De nuevo, entré en SHETAXI para solicitar una conductora. Cuando llegó nos pidió que, si la policía nos paraba, dijésemos que nos habíamos subido sin utilizar la aplicación. Una nueva ordenanza prohibía todas las aplicaciones desde esa noche, a raíz de las protestas contra Uber de comienzos de mes. ¿Un castigo? ¿A quién le interesaba? Decía que no dejaría de usar la aplicación. Para ella era autodefensa, y también para nosotras. Su taxi estaba en regla, era público, y la única aplicación que no cobra membresía es esta, no es una empresa decía, sino autogestión de las mujeres taxistas. Nos contó que los hombres taxistas estaban cabreados porque ellas se llevaban a la clientela femenina.
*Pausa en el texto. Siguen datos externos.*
PR #786, opened 2024-01-12
improvement: new message for `juliaup self uninstall command` if feature `selfupdate` is disabled

### LINKED ISSUE #752: Provide better UI for `self uninstall` on platforms that don't actually support it

uncomfyhalomacro:
supersedes #769 and fixes #752 

---

Off-topic but I may have found a bug. Not sure if the location of the binaries are hard-coded to the julia home folder to cause this. it should be `target/debug/<juliaup binaries>`

```
Do you really want to uninstall Julia? yes
Removing background self update task. Failed.
Removing startup self update configuration. Failed.
Removing PATH modifications in startup scripts. Failed.
Removing symlinks. Failed.
Deleting Juliaup home folder "/home/uncomfy/.julia/juliaup". Success.
Deleting julia symlink "/home/uncomfy/development/projects/juliaup/target/bin/julia". Failed.
Deleting julialauncher binary "/home/uncomfy/development/projects/juliaup/target/bin/julialauncher". Failed.
Deleting juliaup binary "/home/uncomfy/development/projects/juliaup/target/bin/juliaup". Failed.
Error: No such file or directory (os error 2)
```

### DIFF
--- a/src/bin/juliaup.rs
+++ b/src/bin/juliaup.rs
@@ -23,8 +23,15 @@ use juliaup::{
     command_config_backgroundselfupdate::run_command_config_backgroundselfupdate,
     command_config_modifypath::run_command_config_modifypath,
     command_config_startupselfupdate::run_command_config_startupselfupdate,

Nos detuvimos en un semáforo, entre mi casa y la de mi amiga. Entonces nos contó que ella había comenzado la carrera de psicología, pero no había podido terminarla porque en aquella época, ejercía como policía y no lo podía compatibilizar. Los coches nos esquivaban por la izquierda y yo temía por mi vida. El tráfico argentino se rige, realmente, por otro código de circulación. Luces y claxon, rojas, amarillas. Semáforo verde, luego rojo, luego verde de nuevo. Ella nos hablaba de la biodecodificación. Últimamente todo el mundo me hablaba de la biodecodificación. Mi amiga debía irse, tenía que estudiar. Nos habló de cómo a ella le había servido para curar una sensación de adormilamiento en las piernas cada vez que imaginaba no poder andar. Parece ser que tras su nacimiento, el padre había tenido una infección severa en los gemelos, y la madre había temido mucho por su vida. Esto recién lo había descubierto. Era su cumpleaños, la madre la llamó para pedirle que de camino a casa recogiese unos huevos, le estaba haciendo una torta. Le deseamos fuerza y suerte, como se dice acá.
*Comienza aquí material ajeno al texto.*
PR #791, opened 2024-01-14
Apply suggestions made by `cargo clippy --fix --lib` and `cargo clippy --fix` and some more

fingolfin:


build.rs
```diff
@@ -24,7 +24,7 @@ fn main() -> Result<()> {
         .join(format!("versiondb-{}.json", target_platform));
 
     let version_db_path = out_path.join("versionsdb.json");
-    std::fs::copy(&db_path, &version_db_path).unwrap();
+    std::fs::copy(&db_path, version_db_path).unwrap();
```
davidanthoff, line 27: Do we understand why it is suggesting this change here? That seems odd to me...

src/bin/julialauncher.rs
```diff
@@ -225,7 +225,7 @@ fn get_julia_path_from_channel(
                         juliaupconfig_path.display()
                     )
                 })?;
-            return Ok((absolute_path.into_path_buf(), Vec::new()));
+            Ok((absolute_path.into_path_buf(), Vec::new()))
```
davidanthoff, line 228: Hm, also not keen on this one here, to me the `return` style is easier to read and understand?

src/operations.rs
```diff
@@ -71,12 +71,13 @@ pub fn download_extract_sans_parent(
             .progress_chars("=> "),
     );
 
-    let foo = pb.wrap_read(response);
+    let response_with_pb = pb.wrap_read(response);
 
-    let tar = GzDecoder::new(foo);
+    let tar = GzDecoder::new(response_with_pb);
```
davidanthoff, line 76: That is pretty cool, did it do this automatically?

davidanthoff (commented):
Hm, so some of these changes I don't understand the rational for. Why does it want to pass ownership into all these functions when we call them?

src/operations.rs
fingolfin: No that was me in the second commit ;-)

davidanthoff:
Probably ok to close this for now? If not, please reopen!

El amarillo del taxi me llevó de vuelta al chorro. El amarillo de las luces, de la luna, de la yo que se quedaba desprendida en las mantas revueltas. Me comí un helado de durazno, amarillo-anaranjado, y me senté en la terraza, con mis compañeras de piso, para oler los paraísos y reconciliarme con un septiembre que florece.